INFORMATION GIVEN →

PR #998, opened 2024-02-19
vxlan: don't format unknown rtnl attrs (bsc#1219751)

mtomaschewski:


schema/vxlan.xml
```diff
@@ -52,7 +52,7 @@
 
  <method name="changeDevice">
   <arguments>
-   <config type="vxlan:base-config">
```
cfconrad, line 55: What is the purpose of `base-config` then?
I think we could simply add the `address` field to `configuration`?

mtomaschewski: It's OK as  it is.

The `configuration` dict contains everything that vxlan interface supports, but `address` (`IFLA_ADDRESS` aka MAC) is not vxlan  specific  (`IFLA_VXLAN*`), but ethernet-type specific.

PR #999, opened 2024-02-20
xpath: allow underscore in node identifier

cfconrad:
We use underscores in our own XML schema. So lets allow such names in `wicked xpath --reference XXX`.


mtomaschewski (changes requested):
As you  touch it,  please use just
```
 *      You should have received a copy of the GNU General Public License
 *      along with this program. If not, see <http://www.gnu.org/licenses/>.
```
instead.

mtomaschewski (approved):
OK, thanks!

PR #1002, opened 2024-02-23
version-0.6.74

cfconrad:
- team: add new options like link_watch_policy (jsc#PED-7183)
- Fix memory leaks in dbus variant destroy and fsm free
- xpath: allow underscore in node identifier
- vxlan: don't format unknown rtnl attrs (bsc#1219751)
- ifreload: VLAN changes require device deletion (bsc#1218927)
- ifcheck: fix config changed check (bsc#1218926)
- client: fix exit code for no-carrier status (bsc#1219265)
- dhcp6: omit the SO_REUSEPORT option (bsc#1215692)
- rtnl: parse peer address on non-ptp interfaces
- system-updater: Parse updater format from XML configuration to ensure install calls can run.
- ifconfig: fix arp notify loop (boo#1212806) and burst sending


mtomaschewski (approved):
LGTM

PR #1003, opened 2024-03-14
addrconf: fix fallback-lease drop (bsc#1220996)

cfconrad:
This PR fix [bsc#1220996](https://bugzilla.suse.com/show_bug.cgi?id=1220996). The issue is a wicked boot-up time increase, when using `BOOTPROTO='dhcp+autoip'` from 15s to 30s, whenever wicked got a LEASE from the DHCPv4 server.


mtomaschewski (approved):
LGTM, thanks!

PR #1004, opened 2024-03-14
Replace "nvme show-nbft" with "nvme nbft show"

mwilck:
Upstream nvme-cli has moved the nbft support into a plugin.
The syntax is now "nvme nbft show" rather than "nvme show-nbft".

See https://bugzilla.suse.com/show_bug.cgi?id=1221358


mtomaschewski (approved):
LGTM, thanks!

PR #1005, opened 2024-03-18
Move all __attribute__ definitions to compiler.h

cfconrad:
Code cleanup/preparation for logging.h changes.


mtomaschewski (changes requested):
I'd try to consistently use a `NI_WICKED_` (we should cleanup other places in separate pull). In this case I'd use  `NI_WICKED_COMPILER_H` than just `NI_COMPILER_H`.

mtomaschewski (approved):
LGTM, thanks!

Issue #784, opened 2016-06-30
Prefer exceptions over special values on standard library


flbulgarelli:
Checking [this PR](https://github.com/uqbar-project/wollok/pull/782/files), I found that the following methods return special and weird values in scenarios that should fail:

* `String.indexOf` returns -1
* `String.lastIndexOf` returns -1

matifreyre:
The wrapped native String returns those values. We can just catch them in WString and throw an exception instead, right? Any voices against that?

PR #834, opened 2016-07-20
Dev #784 string indexes

matifreyre:
- Changes ```WString``` methods ```indexOf``` and ```lastIndexOf``` so that they throw exceptions when the element is not found. This also fixes both methods for elements to be found at index 0.
- Adapts method ```contains``` to the change on indexOf.


org.uqbar.project.wollok.lib/src/wollok/lang.wlk
```diff
@@ -1281,7 +1281,11 @@ class String {
 	 * 		"become".contains("CO")      ==> Answers false
 	 */
 	method contains(other) {
-		return self.indexOf(other) > 0
+		try {
+			return self.indexOf(other) >= 0
+		} catch e {
```
javierfernandes: I wonder if we should be catching the particular exception here. Otherwise it will be catching any error

javierfernandes:
For me this seems ready to merge.
G ahead

org.uqbar.project.wollok.lib/src/wollok/lang.wlk
flbulgarelli: :+1: We shouldn't  catch everything here. 

Also, the expression in the return can never return false, since now indexOf always returns   a number `>= 0`.

We could improve this code by either: 
   * preserving an internal version of `indexOf` with the original behaviour
   * by not using indexOf in the implementation of contains
   * by introducing a new, generic message like `{ self.indexOf(other)  }.throws(NoSuchElementException)`  which better reveals the intention of the code

flbulgarelli: I prefer the latter: 

```
method contains(other) = ! { self.indexOf(other) }.throws(NoSuchElementException)
```

matifreyre: :+1:  will do

matifreyre: Sorry... I forgot we still can't pass classes or classnames as parameters and resolve them in runtime. It's the same problem that we had with #666.

matifreyre: I'd like to find a clean way of doing it in pure Wollok, but I think we can switch to use a native contains from WString temporarily. The wrapped String already knows contains(...).

matifreyre: I did that change of switching to the native side.
If there are no complains, I'll merge it.

Issue #790, opened 2016-07-07
RTF clipboard copy support for REPL console


fdodino:
Previously... #786 

I fixed this (Windows installation pending), but still remains RTF clipboard copy support.
If you copy from REPL console and put it in Office Writer/Word, it only copies plain characters. That's because RTFWritter is inner private class of SWT.StyledText. There should be a RTFConverter between ANSI characters of REPL Console and RTF "tags".

fdodino:
Assignee should see here

WollokReplStyledText class

```java
	def void setClipboardContent(int start, int length, int clipboardType) throws SWTError {
		val boolean isGtk = getFieldValue("IS_GTK") as Boolean
		if (clipboardType == DND.SELECTION_CLIPBOARD && !isGtk) return
		val TextTransfer plainTextTransfer = TextTransfer.getInstance()
		//val plainTextWriter = createWriter("StyledText$TextWriter", start, escapedBlockText.length)
		//val String plainText = getEscapedDelimitedText(plainTextWriter)
		val plainText = content.getTextRange(start, length).deleteAnsiCharacters
		var Object[] data
		var Transfer[] types
		if (clipboardType == DND.SELECTION_CLIPBOARD) {
			data = #[ plainText ]
			types = #[ plainTextTransfer ]
		} else {
			// val RTFTransfer	rtfTransfer = RTFTransfer.getInstance()
			// rtf = buscar una libreria que convierta de ASCII a RTF
			//data = #[ rtfText,, plainText  ]
			//types = #[ rtfTransfer, plainTextTransfer ]
			data = #[  plainText  ]
			types = #[ plainTextTransfer ]
		}
		val clipboard = getFieldValue("clipboard") as Clipboard
		clipboard.setContents(data, types, clipboardType);
	}
```

PR #836, opened 2016-07-20
Repl #790 rtf copy

fdodino:
Finally, I got it.
Now you can copy in the REPL & paste in Word, Office Writer and any RTF document.


fdodino:
Oh, by the way, there are many CHANGELOG.md & changelog.txt, I suppose that is because I run a mvn clean install. They bother me, because it is difficult to see the changes, @tesonep @javierfernandes should I delete them? I thought there were part of the build, so I didn't remove them.

javierfernandes:
Right. Seems like maven should only generate this while releasing and also just one for the parent project, and not a file for each module :S

javierfernandes:
As Carlitos would say: "it is very difficult" to see the PR with all the changelogs. Github doesn't show them to me.
Can you see if you can delete the changelog files and commit ?

fdodino:
Ok, my Unix old days were back

```
# find * -print | grep changelog.txt | rm $1
```

just in case you need it.

fdodino:
travis

javierfernandes:
jajaja !!!

just in case an improvement to the command

find . -name changelog.txt | xargs rm -f


find . -name CHANGELOG.md | xargs rm -f

PR #839, opened 2016-07-24
Dev #666 assertion exception

### LINKED ISSUE #666: add expected Exception type to assert.throwsException

Juancete:
Fixes #666 

add the following methods:
```
// equals comparing exception
assert.throwsExceptionLike(new BusinessException("lalala"),{ => throw new BusinessException("lalala") } 

// check the message, no matter the type: (also useful for  initial i-dont-know-classes-yet testing )
assert.throwsExceptionWithMessage("lalala", { => throw new BusinessException("lalala") } )

// check the type, no matter the message:
assert.throwsExceptionWithType(new BusinessException(),{ => throw new BusinessException("lalala") } )
```

All methods that I created have a very similar algorithm. So to avoid repeating code, I added a method called throwsExceptionByComparing(block,comparison). The first parameter is the block to evaluate and throw an exception meanwhile  the second parameter is .... other block that receive a value (the exception) and compares with other value that you write in it's code.


PalumboN:
> Fixes #666
:smiling_imp:

PR #842, opened 2016-07-25
Adding validation for the library

### LINKED ISSUE #833: XTend static checks of Wollok code don't have the same validations as a running Wollok environment
I modified this method in lang.wlk due to previous changes to indexOf:

```xtend
	method contains(other) {
		try {
			return self.indexOf(other) >= 0
		} catch {
			return false
		}
	}
```

Notice how ```catch``` doesn't have a variable there. I didn't really need that variable, so I just tried it that way.  

There is a test for ```contains``` that goes like this:

```xtend
	@Test
	def void testContains() {
		'''
		assert.that("aguacate".contains("cat"))
		assert.that("aguacate".contains("agua"))
		assert.notThat("aguacate".contains("managua"))			
		'''.test
	}
```

This test passed perfectly, so I thought that that ```catch``` syntax was valid. ```test``` uses ```interpretPropagatingErrors``` and not ```interpretPropagatingErrorsWithoutStaticChecks```.

But when I tried to use that same syntax in the Wollok environment, I got a static check that didn't allow me to. See this simple code:

```xtend
	try {
		throw new Exception("text")
	} catch { 
		assert.that(true)
	}
	assert.fail("Error")
```

image

I didn't enable nor disable any check in the wollok environment, so I would expect to have the exact same checks. This case means there could be other tests that pass when they should fail.

tesonep:
I have added a test for the library. 
 - I have detected that we were not allowing the native methods to override other methods, I have removed that, because is working perfectly.
- I am not checking that the name of the Well Known objects starts with a lower-case letter because all the WollokGame constants starts with upper-case, maybe we should check this later.
- Fixes #833


PalumboN:
> I am not checking that the name of the Well Known objects starts with a lower-case letter because all the WollokGame constants starts with upper-case, maybe we should check this later.

:fearful: Maybe we should rename to lower case.

tesonep:
Today I will not change nothing, because that objects are in the documentation.

PR #897, opened 2016-08-03
Fixes #868 cross references in WKO instance variables initialization …

### LINKED ISSUE #868: Circular cross-references between WKOs fail in runtime
fails in run time, but editor dont warnings
is posible make it run?

```xtend
object juan {
	var mascota = firulais
}

object firulais {
	var duenio = juan
}
```

javierfernandes:
…produced a stack overflow

### DIFF
--- a/org.uqbar.project.wollok.tests/src/org/uqbar/project/wollok/tests/regression/RegressionTestCase.xtend
+++ b/org.uqbar.project.wollok.tests/src/org/uqbar/project/wollok/tests/regression/RegressionTestCase.xtend
@@ -190,4 +190,20 @@ class RegressionTestCase extends AbstractWollokInterpreterTestCase {
 		'''.interpretPropagatingErrors
 	}
 	
+	@Test
+	def void bug_868() {
+		'''
+		object juan {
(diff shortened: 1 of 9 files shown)


javierfernandes:
Fixed in a branch without introducing the stack overflow control.
WKO's are now registered before as the first step and then initialized.
If an error occurr while initializing they are removed from the scope.

This is of course not thread safe. But enough for the moment.

Eventually it will be hard to make Wollok interpreter multithreading

@npasserini

javierfernandes:
@npasserini please review this because introduces multithreading unfriendly changes.
Just in case you can think of a better and still quick solution.
Otherwise just to be aware for further refactors of the interpreter

javierfernandes:
bump !

npasserini:
Ufff, sorry but for me it is reeeeally very difficult to pay a look at this
right now.
Maybe @tesonep can?

tesonep:
I have checked and the "global reference" is stored in the Interpreter, as a new interpreter is generated per each request, it should not affect the Wollok Server multithreading.

npasserini:
Thanks!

INSTRUCTIONS TO FOLLOW → Reproduce, with no other lines, the run of lines that begins with the one containing "Otherwise just to" and ends with the last line of the material.

WRITTEN SOLUTION →
Otherwise just to be aware for further refactors of the interpreter

javierfernandes:
bump !

npasserini:
Ufff, sorry but for me it is reeeeally very difficult to pay a look at this
right now.
Maybe @tesonep can?

tesonep:
I have checked and the "global reference" is stored in the Interpreter, as a new interpreter is generated per each request, it should not affect the Wollok Server multithreading.

npasserini:
Thanks!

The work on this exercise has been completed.